Signal: any `/multi-*` command in the `garrytan/gstack` repo
or a Garry Tan post showing it.
- **Holaboss → A2A** — Holaboss shipping workspace-to-workspace
messaging would put them in the "AI company" shape we occupy
today. Signal: a `workspace.yaml` `connections:` field or a
`holaboss a2a` subcommand.
- **Atropos RL trajectory format** — if Nous standardises the
schema for RL training-data export, our activity logs should
adopt it so users can export Molecule AI runs for training.
---
## Explicit non-adoptions
Decisions to NOT copy, with reasons, so we don't revisit them:
- **Holaboss single-active-agent-per-workspace shape** — incompatible
with our core thesis. Keep the concept of workspace-as-container
but don't collapse to a single agent.
- **Hermes six-backend abstraction** (Docker / SSH / Daytona /
Singularity / Modal) — our Docker provisioner is the right
ceiling for v1. Serverless hibernation (Top-5 #2) buys us 80%
of the cost win without the plumbing.
- **gstack's Claude-Code-native-only execution model** — gstack is
a prompt library living inside one Claude Code session. Adopting
that shape would eliminate our multi-agent / multi-runtime
differentiation. We borrow specific role prompts, not the
architecture.
- **`workspace.yaml` banning inline prompts at the schema level**
— Holaboss rejects inline prompt bodies at parse time. We ship a
UIUX *warning* instead (UIUX proposal 3) so existing templates
keep working. The principle is right; the enforcement mechanism
is too blunt for a platform that already has shipped templates
out in the wild.
- **Compaction-boundary artifact** — solves long-horizon single-agent
cost. We are multi-agent with per-workspace checkpointing already;
this would be complexity for no direct gain.
---
## Process observations (meta)
Notes on how this coordination went that inform future runs:
1. **`#66` (opaque stderr) and `#71` (initial_prompt replay crash)
are blocking team coordination.** Every fresh org import today
started with ProcessError cascades. Until these land, any
multi-agent research task requires host-side intervention
(touching `.initial_prompt_done`, restarting crashed workspaces).
2. **`#65` (per-agent repo-access YAML) would eliminate the
inline-documents workaround** that every Hard-Learned Rule we
just added to the prompts tells the team to do.
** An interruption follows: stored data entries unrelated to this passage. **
PR #4068, opened 2025-04-18
Removing hardcoded options in GHA docker run and providing output configuration

kellydunn:
### Description:
When using the `trufflesecurity/trufflehog` Github Action, there's currently no way to configure `--fail`, in the Github action itself, as it is hardcoded in `action.yml` [here](https://github.com/trufflesecurity/trufflehog/blob/e68e67137c7dc0b2e769c1e011ad5515a17cecb2/action.yml#L96).  

Additionally, it's helpful to be able to take the very useful output of trufflehog and process it in our own actions so we can aggregate the data to our observability tools.  To enable this, this PR also provides an `output` block that enables  developers to reference Trufflehog output in their actions via `${{ steps.trufflehog.outputs.results }}`

This way, developers can run the github action like so:
```yml
      - name: Run Trufflehog
        id: trufflehog
        uses: trufflesecurity/trufflehog@main
        with:
          base: <base>
          head: <head>
          no_fail: "true"
          extra_args: "--json --results=verified,unknown"
          
      - name: Use Output
        id: use-output
        run: |
          echo ${{ steps.trufflehog.outputs.results }} | jq -s | ./bin/script
```

**Update**:  This PR now also includes a more explicit mounting of `${{ github.workspace }}` to the docker container, as before the relative path being mounted to `/tmp` wouldn't pick up any changes when providing commit ranges to the scan.

### Checklist:


kashifkhan0771:
Hi @kellydunn Thanks for submitting the PR. Can you please sign the CLA.

action.yml
```diff
@@ -86,14 +91,14 @@ runs:
...
       ##########################################
-      docker run --rm -v .:/tmp -w /tmp \
+      results=$(docker run --rm -v ${{ github.workspace }}:/tmp -w /tmp \
       ghcr.io/trufflesecurity/trufflehog:${VERSION} \
       git file:///tmp/ \
       --since-commit \
       ${BASE:-''} \
       --branch \
       ${HEAD:-''} \
-      --fail \
```
nabeelalam, line 96: Hey @kellydunn, thanks for this! This definitely looks like a really useful feature for workflows integrating this action.

One question, particularly about the removal of the `--fail` argument. Does this change alter the expected behavior of the workflow, i.e. fail and exit with a `183` code if a secret is detected ([ref](https://github.com/trufflesecurity/trufflehog?tab=readme-ov-file#12-scan-in-ci))? If so, this may impact any setups that rely on this failure behavior as a guardrail.

Would it make sense to make this behavior configurable, i.e. fail by default, unless explicitly disabled?

kellydunn: Hello!  And fair question!  I could see how this might impact workflows that rely on default fail behavior; explicitly opt-ing out of `--fail` seems reasonable.  I'll take a swing at providing a GHA input control similar to `base` and `head` parameters in the workflow.

kellydunn: @nabeelalam, just pushed up https://github.com/trufflesecurity/trufflehog/pull/4068/commits/6d2c6cc7fd919d68a21e87f69f9e869561ce1435.  We've tested this with our setup, and we can confirm that by default this will preserve the behavior of exiting with `183` unless a user explicitly provides a `no_fail` value in their workflow action.  Lmk what you think.

kellydunn: @nabeelalam Checking in here, anything else you'd like to see?  Mind giving the updates a review?

nabeelalam: Hey @kellydunn missed your updates on this. I've looked it over and this looks good to me. Running github workflows on this PR

PR #4081, opened 2025-04-22
Add --no-color option to force disabling colorized output

### LINKED ISSUE #3300: Switch to disable or change colour profiles

## Description
At the moment if you use trufflehog through Docker it will always detect a tty so shell escapes will always be present even if output is redirected. The colour scheme chosen is always designed for a dark background, if you use a light mode terminal (e.g. if you have a number of eye problems, such as astigmatism, so can't use dark mode terminals) then the output cannot be seen (see example below)

{51A8E90B-3DD8-4256-B95B-79E12DCAB7EC}

### Preferred Solution
Add a switch to output to a text file.
Add a switch to change the colour profile, at the least to disable it, or to allow a light mode colour scheme.
Support both spellings of colour (colour / color) in the switch so it's international.

TheToddLuci0:
### Description:
Add a flag to forcibly disable colored output when using the plain / default output. 

Yes, I'm aware that the `color` library in use has environment variables that can do this, but the only reason I know that is looking into the library in question while making this. This just makes it easier.

Fixes #3300 

### Checklist:

### DIFF
--- a/main.go
+++ b/main.go
@@ -16,6 +16,7 @@ import (
 	"syscall"
 
 	"github.com/alecthomas/kingpin/v2"
+	"github.com/fatih/color"
 	"github.com/felixge/fgprof"
 	"github.com/go-logr/logr"
 	"github.com/jpillora/overseer"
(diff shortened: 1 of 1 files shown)


nabeelalam:
Hey @TheToddLuci0! This looks great. Thanks for working on this.
Can we add an alternate spelling `--no-colour` as well, as suggested in the linked issue?

TheToddLuci0:
@nabeelalam  Went ahead and added it. I made it a hidden alias (just to keep things clean), but it'll work no matter which spelling your give it.

PR #4082, opened 2025-04-23
Fastly Analyzer

kashifkhan0771:
### Description:
This PR add a new analyzer for Fastly Detector

### Tests:
Screenshot from 2025-04-23 12-36-54

### Checklist:


pkg/analyzer/analyzers/fastly/requests.go
```diff
@@ -0,0 +1,744 @@
...
+
+	if len(aggregatedErrs) > 0 {
+		return errors.Join(aggregatedErrs...)
+	}
+
+	return nil
+}
+
+// captureTokenInfo calls `/tokens/self` API and capture the token information in secretInfo
+func captureTokenInfo(client *http.Client, key string, secretInfo *SecretInfo) error {
```
nabeelalam, line 178: Hey @kashifkhan0771, I noticed that in the `captureX(...)` resource capturing functions there's a lot of repeated code.
Is it possible to create a single `captureResource(...)` function that takes the resource `type` as input?

pkg/analyzer/analyzers/fastly/result_output.json
```diff
@@ -0,0 +1,311 @@
+{
+    "AnalyzerType": 6,
```
nabeelalam, line 2: The `AnalyzerType` value might be `34`?

pkg/analyzer/analyzers/fastly/requests.go
kashifkhan0771: **Reasons for keeping the functions separate instead of merging into a generic one:**

- While it's possible to use [Go Generics](https://go.dev/doc/tutorial/generics), we're currently not using generics elsewhere in the codebase. Introducing them here might add unnecessary complexity, especially for newer engineers.
- Some API responses require us to capture `extraData`, which would complicate a generic function and reduce clarity.
- Certain resources involve custom logic to generate unique IDs or names. Handling such cases within a generic structure would lead to complex logic.
- In my opinion, keeping each API call in its own function improves readability and maintainability, even if it means writing a bit more code.

pkg/analyzer/analyzers/fastly/result_output.json
kashifkhan0771: Not sure about this. The test case I wrote returns `6`.

nabeelalam: That could be because in the `secretInfoToAnalyzerResult(...)` function it's currently passing in the `AnalyzerTypeElevenLabs`
```
result := analyzers.AnalyzerResult{
	AnalyzerType: analyzers.AnalyzerTypeElevenLabs, // should be AnalyzerTypeFastly
	Metadata:     map[string]any{},
	Bindings:     make([]analyzers.Binding, 0),
}
```

kashifkhan0771: Oops - the real culprit is `CTRL + C` and `CTRL + V` than 😆 Let me fix it.

kashifkhan0771: Done ✅

nabeelalam (approved):
Looks good, thanks @kashifkhan0771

This is the
single highest-leverage platform improvement on the list.
3. **Capturing raw analyst outputs from the activity log is a valid
fallback** when PM crashes mid-synthesis. All 9 outputs in this
doc were retrieved from `GET /workspaces/:id/activity` after the
PM/RL/DL round-trip failed. Worth surfacing in platform docs
as the "recovery" path.
4. **The hardened system prompts (PR #69) are already paying off**:
Research Lead and Dev Lead both immediately fanned out in
parallel with delegation IDs, rather than attempting solo
synthesis. The "always fan out" rule is doing work.
---
## Next actions
Recommend proceeding in this order, each as its own PR:
1. **Ship #71 fix** (initial_prompt marker up-front) — unblocks all
future fresh org imports.
2. **Ship #66 fix** (stderr capture) — restores debuggability.
3. **Top-5 #1** (memory FTS + namespace) — highest-convergence
team ask, cleanest migration.
4. **Top-5 #5** (fail-secure encryption) — security-critical, trivial.
5. **CEO `/retro` skill** — near-zero effort, compounding weekly.
Everything else in this doc flows from there.